The present application generally relates to plasma arc torch systems, and more particularly relates to a plasma arc torch system having the capability both to cut (i.e., sever or divide into multiple pieces) and to mark (i.e., produce visible lines on the surface of) metal workpieces without having to change any of the consumables of the torch.
Dedicated plasma marking torches are commonly employed to mark metal plates and other workpieces with lines, numbers, or symbols to facilitate subsequent plate layout and assembly operations. Also, alpha-numeric markings are sometimes employed for plate identification purposes. Known marking torches usually operate at low amperage (e.g., about 8-10 amperes) and employ a non-cutting gas, such as argon, as the plasma gas, which forms a plasma stream that exits through the nozzle orifice and forms a visible mark on the workpiece. Known marking torches also typically include an air cooling system that circulates air into contact with the electrode and then along the outside surface of the plasma nozzle so as to be discharged coaxially about the plasma stream.

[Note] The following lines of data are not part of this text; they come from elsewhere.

PR #2746, opened 2019-06-18
Add aria-live="assertive" for SearchHits

### LINKED ISSUE #2717: Screen-reader accessibility of search results navigation
Currently, the Next/Previous navigation is keyboard accessible, but not for screen readers. The SR hears the label, and knows it's a button, and can click it; but no change is perceived. I think the correct way to address this is with an `aria-live` region. 

It seems like it should work to dynamically attach `<aria-live="assertive">` to the `<li>` of the current result on button press. User tabs to button, clicks it, SR reads the contents of the list item. It does work in Chrome on VO, but only the first time the button is pressed (maybe the SR doesn't perceive it as a "change" if you go back). Having trouble with other browsers. 

Anyone have other ideas on this? Goal is to have the content of the result read when the user clicks the button, without changing the focus to that content (and away from the button).

mejackreed:
Fixes #2717 

@jvine is this doing the correct thing?

### DIFF
--- a/__tests__/src/components/SearchHit.test.js
+++ b/__tests__/src/components/SearchHit.test.js
@@ -37,9 +37,15 @@ describe('SearchHit', () => {
     expect(selectContentSearchAnnotation).toHaveBeenCalledWith('window', ['foo']);
   });
 
+
   it('renders the annotation char if the hit is not available', () => {
     const wrapper = createWrapper({ annotation: { chars: 'xyz' }, hit: undefined });
     expect(wrapper.find('WithStyles(ForwardRef(ListItemText))').render().text()).toEqual('1xyz');
+  });
+
+  it('has aria-live="assertive"', () => {
+    const wrapper = createWrapper();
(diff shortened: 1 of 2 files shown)


jvine:
Something weird is happening with VoiceOver. It _mostly_ works (click next, it reads the content of the selected result) but it fairly often reads the wrong entry - typically repeats one then skips one to make up for it, or stays one behind the current highlight for a few clicks. I can't tell if it's a problem with the approach, or with VO.

jvine:
Okay, this is not working at all in NVDA on Windows, and does weird sputtery things in Chromevox. Occasionally CV picks up the "more..." or only the words following the bolded term - as if it's struggling with the structure inside the content. But mostly reads nothing. NVDA reads nothing consistently. I don't know how the code is indicating which of the aria-live regions should be read, so I can't tell which part of that might not be working. I would have expected to assign aria-live to one result at a time, but I don't honestly know if that would work either. All the examples I've seen have a single aria-live region and dynamically change the content inside it. This is currently mostly working in one known screenreader. I am at a loss.

jkeck:
Closed by #2829

PR #2748, opened 2019-06-18
Support IIIF Search endpoints that only return annotation lists

### LINKED ISSUE #2739: Support IIIF Search implementations that only provide annotation lists

cbeer:
Fixes #2739

### DIFF
--- a/src/containers/SearchResults.js
+++ b/src/containers/SearchResults.js
@@ -6,6 +6,7 @@ import { withPlugins } from '../extend/withPlugins';
 import { SearchResults } from '../components/SearchResults';
 import * as actions from '../state/actions';
 import {
+  getSearchAnnotationForCompanionWindow,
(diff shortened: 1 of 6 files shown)


src/containers/SearchResults.js
```diff
@@ -17,6 +18,8 @@ import {
  * @private
  */
 const mapStateToProps = (state, { companionWindowId, windowId }) => ({
+  searchAnnotations:
+    getSearchAnnotationForCompanionWindow(state, { companionWindowId, windowId }).resources,
```
mejackreed: Seems like that `getSearchAnnotationForCompanionWindow` can return `undefined` which will cause an issue with opening the panel.

cbeer:
#2735 doesn't have that problem, so let's just go with the combined PR instead of trying to do it piecemeal.

PR #2749, opened 2019-06-18
Update styling of content search result items; fixes #2736

### LINKED ISSUE #2736: Update styling of content search result items
Here are a handful of styling suggestions for the search panel body when there are search results, based on the current layout, which looks like this:

Screen Shot 2019-06-17 at 5 42 54 PM

---

- [x] Remove the `padding-top: 8px;` on `.MuiList-padding` so that we don't get that gap of white between the top of the first result item and the bottom of the panel header (callout A in screenshot above).

- [x] If possible, reduce the `height` of the hit counter background circle (`MuiChip-label`) to `30px` (callout B).

- [x] Change the typography for the hit counter and canvas label to `Subtitle 2` (callouts B and C).

- [x] Add bottom margin to the `<p />` that holds the hit counter and canvas label. I'd suggest `10px` (or `12px` if it's easier/more consistent to stick to multiples of 4) (callout D).

- [x] Change the typography of the hit result text to `body 1` (I originally suggested the smaller `body 2` but we want to be consistent with font size of text on other panels) (callout E).

- [x] Reduce the `padding-right` on the `.MuiListItem-gutters` to `8px` (callout F).

- [x] Add divider between result items (callout G). I showed this in my mockups in #2683 but I think I neglected to include it as a task item on that ticket. Basically just the same approach as we use in the list of annotation items on the annotations panel. Whatever we do there should work here.

Those updates should result in the panel looking something like this:

Screen Shot 2019-06-17 at 5 38 07 PM

cbeer:


src/containers/SearchHit.js
```diff
@@ -45,13 +45,11 @@ const mapDispatchToProps = {
...
   adjacent: {},
-  canvasLabel: {
-    ...theme.typography.h6,
-  },
   focused: {},
   hitCounter: {
-    ...theme.typography.h6,
+    ...theme.typography.subtitle2,
     backgroundColor: theme.palette.hitCounter.default,
+    height: '30',
```
mejackreed: I'm seeing an issue with this not getting applied... maybe it needs to be an Integer or `'30px'`?

Screen Shot 2019-06-18 at 5 07 29 PM

Issue #2754, opened 2019-06-19
Allow a mirador window to be initialized with a content search query


jkeck:
This is in order to support the scenarios laid out in:
- [x] sul-dlss/sul-embed#1019
- [x] sul-dlss/sul-embed#1022
- [ ] sul-dlss/sul-embed#1023

Issue #2664, opened 2019-06-10
Initialize a Mirador window with a Canvas URI


regisrob:
There should be a way to initialize Mirador with a given Canvas URI, in addition to the existing `CanvasIndex` config option (maybe it is already there but I did not find how to do this, or maybe it is already planned in the dev roadmap...)

camillevilla:
@regisrob We haven't implemented this, and I don't think we have specific plans for this feature. Can you tell me more about how you would like to use this feature? 

Were you thinking of something like:
```javascript
windows: [{
           loadedManifest: 'http://example.org/iiif/book1',
           canvasURI: https://example.org/iiif/book1/canvas/p1,
         },
		 {
           loadedManifest: 'http://example.org/iiif/book2',
           canvasIndex: 2,
         }],
```

regisrob:
@camillevilla yes exactly. 

I understand the Canvas URI as the reference identifier of a page/view within the IIIF world, so I think there are many situations where it would be expected to initialize a viewer with this URI (given that, from a Mirador implementer's perspective, it might be the only information you have in hand to point to a given page/view within a Manifest). This approach is used in various implementations:
- e.g. in the Mirador instance at Durham: https://iiif.durham.ac.uk/index.html?manifest=t1m4q77fr328&canvas=t1txd07gs99c
- or in this Biblissima demo https://demos.biblissima.fr/ovide-moralise/, where the whole interface is built upon IIIF annotations stored in a triplestore: in this case the Manifest and Canvas URIs that come with every annotation are used to initialize a Mirador "Compare view" like this: https://demos.biblissima.fr/ovide-moralise/mirador/?m0=btv1b8626777x&c0=f95&m1=btv1b8626780d&c1=f89
- another use case in the Biblissima portal, where we have a web pages for each illumination described in manuscripts http://beta.biblissima.fr/en/ark:/43093/ifdata51e80d55581c119cee1834e7af836366ced5f049. Here the information we store in the database is the Canvas URI of the folio bearing the illumination, and this is what we use to refer to this folio in the drag'n drop URL behind the IIIF logo, and also in the basket functionality which let the user select the illuminated folio and open it in Mirador in another tab to be able to compare with other illuminations

I am sure there are quite a lot of other use cases like this in the Mirador and IIIF community at large.

This kind of requirement might also come up in the future when implementing the upcoming Content State API: https://preview.iiif.io/api/import-to-viewers/api/content-state/0.2/#21-annotation-model-for-content-state

PR #2756, opened 2019-06-19
Make the window configuration open for extension

cbeer:
Loosely connected to #2754

Also, allow the window settings to include additional companion windows.


mejackreed:
I wonder where something like this could fit in https://github.com/ProjectMirador/mirador/issues/2664

Seems similar to the "search" API problem. But not sure how it could/would look. Obviously not the problem of this PR, but just for added context.

jkeck:
Included in #2772

PR #2760, opened 2019-06-20
Add config option to initially show manifest list rather than windows. Closes #2759

### LINKED ISSUE #2759: Add config option to initially show manifest list at rather then windows (or blank workspace)

charbugs:
Example usage:

```javascript
const config = {
  id: 'mirador',
  workspace: {
    isWorkspaceAddVisible: true,  // false by default
  },
  manifests: {
    "https://data.ucd.ie/api/img/manifests/ucdlib:33064": { provider: "Irish Architectural Archive"},
    "https://wellcomelibrary.org/iiif/b18035723/manifest": { provider: "Wellcome Library"},
  },
}
```

### DIFF
--- a/__tests__/integration/mirador/index.html
+++ b/__tests__/integration/mirador/index.html
@@ -13,14 +13,9 @@
     <script type="text/javascript">
      var miradorInstance = Mirador.viewer({
        id: 'mirador',
-       windows: [{
-         loadedManifest: 'https://iiif.harvardartmuseums.org/manifests/object/299843',
-         canvasIndex: 2,
-         thumbnailNavigationPosition: 'far-bottom',
+       workspace: {
+         isWorkspaceAddVisible: true,
        },
-       {
-         loadedManifest: 'https://iiif.bodleian.ox.ac.uk/iiif/manifest/e32a277e-91e2-4a6d-8ba6-cc4bad230410.json',
-       }],
        window: {
          hideSearchPanel: false,
        },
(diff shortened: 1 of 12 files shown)


cbeer:
Instead of all this shuffling and refactoring, would it be better to just have the workspace reducer handle the `SET_CONFIG` action too, say something like:

```
--- a/src/state/reducers/workspace.js
+++ b/src/state/reducers/workspace.js
@@ -94,6 +94,8 @@ export const workspaceReducer = (
       return { ...state, exposeModeOn: !state.exposeModeOn };
       return action.state.workspace;
+    case ActionTypes.SET_CONFIG:
+      return action.config.workspace;
     case ActionTypes.TOGGLE_DRAGGING:
       return { ...state, draggingEnabled: !state.draggingEnabled };
     default:
```

I could see this approach working for some of the other reducers too (thinking `elasticLayout` and `viewers` in particular)

charbugs:
This is an approach worth thinking about, but currently no reducer follows this, so I oriented myself on the way the config.workspace.type is managed.

cbeer:
It's definitely confusing how the different properties are spread across state. Maybe this is a good opportunity to develop a general pattern for it.

marlo-longley:
The architecture proposal here was superseded by https://github.com/ProjectMirador/mirador/pull/2827
The question of how to initially show manifest list rather than windows was answered here: https://github.com/ProjectMirador/mirador/issues/2759

PR #2767, opened 2019-06-20
Add a top bar menu that only appears when plugins have been …

### LINKED ISSUE #2757: Break out Window options menu into two separate menus
Based on usability feedback. Goal is to separate the current Window options menu into two menus:  

### 1. Window views & thumbnail display
   - always present
   - contains the View and Thumbnails sections only
   - tooltip is "Window views & thumbnail display"

view menu

Bonus points in this menu:
  - [ ] shorten the text of the headers as shown in the screenshot
  - [ ] apply body1 typography to the headers
  - [ ] apply body2 typography to the icon text
(Not just for aesthetics, but based on user response re what is perceived first.)

### 2. Window options
   - present if there are plugins to populate it
   - simple icon + text menu layout
   - tooltip remains "Window options"
   - no longer needs the "Options" header within the menu

options menu

### Icon svg
```
<svg xmlns="http://www.w3.org/2000/svg" width="24" height="24" viewBox="0 0 24 24">
    <path d="M0,0H24V24H0Z" fill="none"/>
    <path d="M24.852,17.981,3,18V15.945l21.852-.019Z" transform="translate(-2 5)"/>
    <path d="M1,4V21H22.853V4.1ZM3,19V6h8V19Zm18,0H13V6h8Z" transform="translate(0 -2)"/>
</svg>
```

jkeck:
…registered to it.

Closes #2757 

This isn't possible to see in action unless you have a plugin installed to this component (which I've done locally)
Screen Shot 2019-06-21 at 12 21 17 PM


mejackreed:
Should we drop something into `__tests__/integration/mirador/plugins/add.html`?

jkeck:
Ah, there wasn't anything analogous for the WindowTopBarMenu so I never came across that.  I can drop something in there for testing.

jkeck:
Which would be more useful if it weren't completely broken.  Added anyway.

PR #2778, opened 2019-06-22
Add a CircularProgress indicator around the Search button while the …

jkeck:
…search is active fetching.

Just a rando idea from looking through the MUI documentation.


mejackreed:
I like it!

PR #2781, opened 2019-06-24
Update settings documentation for window

mejackreed:
There seems to be some complexity about how all of this happens, just documenting it for now

### DIFF
--- a/src/config/settings.js
+++ b/src/config/settings.js
@@ -221,7 +221,18 @@ export default {
     hideWindowTitle: false, // Configure if the window title is shown in the window title bar or not
     sideBarOpenByDefault: false, // Configure if the sidebar (and its content panel) is open by default
   },
-  windows: [], // Array of windows to be open when mirador initializes (each object should at least provide a loadedManifest key with the value of the IIIF presentation manifest to load)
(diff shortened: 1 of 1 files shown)


src/config/settings.js
```diff
@@ -221,7 +221,18 @@ export default {
...
+  windows: [ // Array of windows to be open when mirador initializes (each object should at least provide a manifestId key with the value of the IIIF presentation manifest to load)
+    /**
+    Example Window:
+    {
+      manifestId: 'https://iiif.harvardartmuseums.org/manifests/object/299843',
+      canvasIndex: 2,
+      thumbnailNavigationPosition: 'far-bottom',
+    }
+    // https://github.com/ProjectMirador/mirador/blob/master/src/state/actions/window.js#L48-L65
+    // https://github.com/ProjectMirador/mirador/blob/master/src/lib/MiradorViewer.js#L53-L62
```
jkeck: These links are bound to change.  Should we use the permalink syntax instead?

camillevilla: Er. Well... I guess the commit that gets permalinked will also get out of date. Maybe it would be better to just link to the file and explicitly call out `defaultOptions` and `windowAction`?

mejackreed: Thanks both of you for the suggestions. I've updated to use relative references to the path of the file and explicit variable names.

PR #2784, opened 2019-06-24
Add a little padding to content search input

### LINKED ISSUE #2738: Add padding to search input in Search panel header
In its initial, empty state, the search input is flush against both the bottom of the search panel header and the right edge of the panel header. 

Screen Shot 2019-06-18 at 9 07 34 AM

It would look better with some whitespace between the edges of the input and the panel:

Screen Shot 2019-06-18 at 9 07 18 AM

To get the layout in the screenshot above, I updated the `MuiFormControl-root` div at the top of the `form` element holding the input like this:

- [ ] `padding-right: 12px;`
- [ ] `padding-bottom: 8px;`

Although someone more familiar with the code might see better/more consistent ways to achieve the same effect.

camillevilla:
Closes #2738
This PR just adds a little bit of padding to the content search text input.

### DIFF
--- a/src/containers/SearchPanelControls.js
+++ b/src/containers/SearchPanelControls.js
@@ -33,6 +33,10 @@ const mapDispatchToProps = {
 
 /** */
 const styles = theme => ({
+  searchInput: {
+    paddingBottom: theme.spacing(1),
+    paddingRight: theme.spacing(1.5),
+  },
   suggestions: {
     position: 'absolute',
     zIndex: theme.zIndex.modal - 1,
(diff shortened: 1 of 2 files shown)


src/containers/SearchPanelControls.js
```diff
@@ -33,6 +33,10 @@ const mapDispatchToProps = {
 
 /** */
 const styles = theme => ({
+  searchInput: {
+    paddingBottom: '8px',
```
cbeer: Should we use `theme.spacing`?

It would be desirable to have a plasma arc torch that is able to both mark and cut workpieces, and perform both tasks with high precision. The assignee of the present application has previously developed a plasma arc torch having both marking and cutting capabilities, as described in U.S. Pat. No. 6,054,669, the entire disclosure of which is incorporated herein by reference. The torch described in the '669 patent comprises a torch body defining a longitudinal axis, and an electrode mounted to the torch body along the longitudinal axis and defining a front discharge end. A nozzle is mounted on the torch body to overlie the front discharge end of the electrode and so as to define a plasma cavity therebetween, and the nozzle includes a front wall having a bore therethrough that is aligned with the electrode along the longitudinal axis. A shield is mounted to the torch body so as to overlie in spaced relation the front wall of the nozzle and define a gap therebetween, which gap forms an annular orifice that coaxially surrounds the bore of the nozzle. A plasma gas passage extends through the torch body and to the plasma cavity, and a plasma gas control is provided for delivering a plasma marking gas to the plasma gas passage and thus to the plasma cavity. Also, a shield gas passage extends through the torch body and to the annular gas orifice, and a shield gas control is provided for delivering a gas (optionally also containing a water mist) to the shield gas passage and thus to the annular gas orifice. A power supply is also provided for delivering electrical power to the electrode at a relatively low power level that is suitable for plasma marking of a workpiece.
The orifice of the nozzle for the above-described torch was quite small in diameter, on the order of 0.018 to 0.043 inch. Accordingly, the arc density even at the relatively low marking arc current level (10 to 35 amperes) was very high. This enabled the torch to form high-quality marks on carbon steel and stainless steel. However, in order to form such high-quality marks, the marking speed (i.e., linear speed of the torch, typically measured in inches per minute, or “ipm”) had to be relatively low.
In some applications (e.g., marking of alignment marks on large plates such as for shipbuilding or the like), it is desired to be able to mark at much higher marking speeds. In order to be able to increase the marking speed with the above-described torch, it is necessary to increase the arc current. Alternatively, it was found that adding the optional water mist in the shield gas allowed a modest increase in marking speed without increasing the arc current. However, it was still not possible to mark at speeds exceeding about 300 ipm even when the water mist was employed, and the highest attainable speed for acceptable-quality alphanumeric marking was about 100 ipm.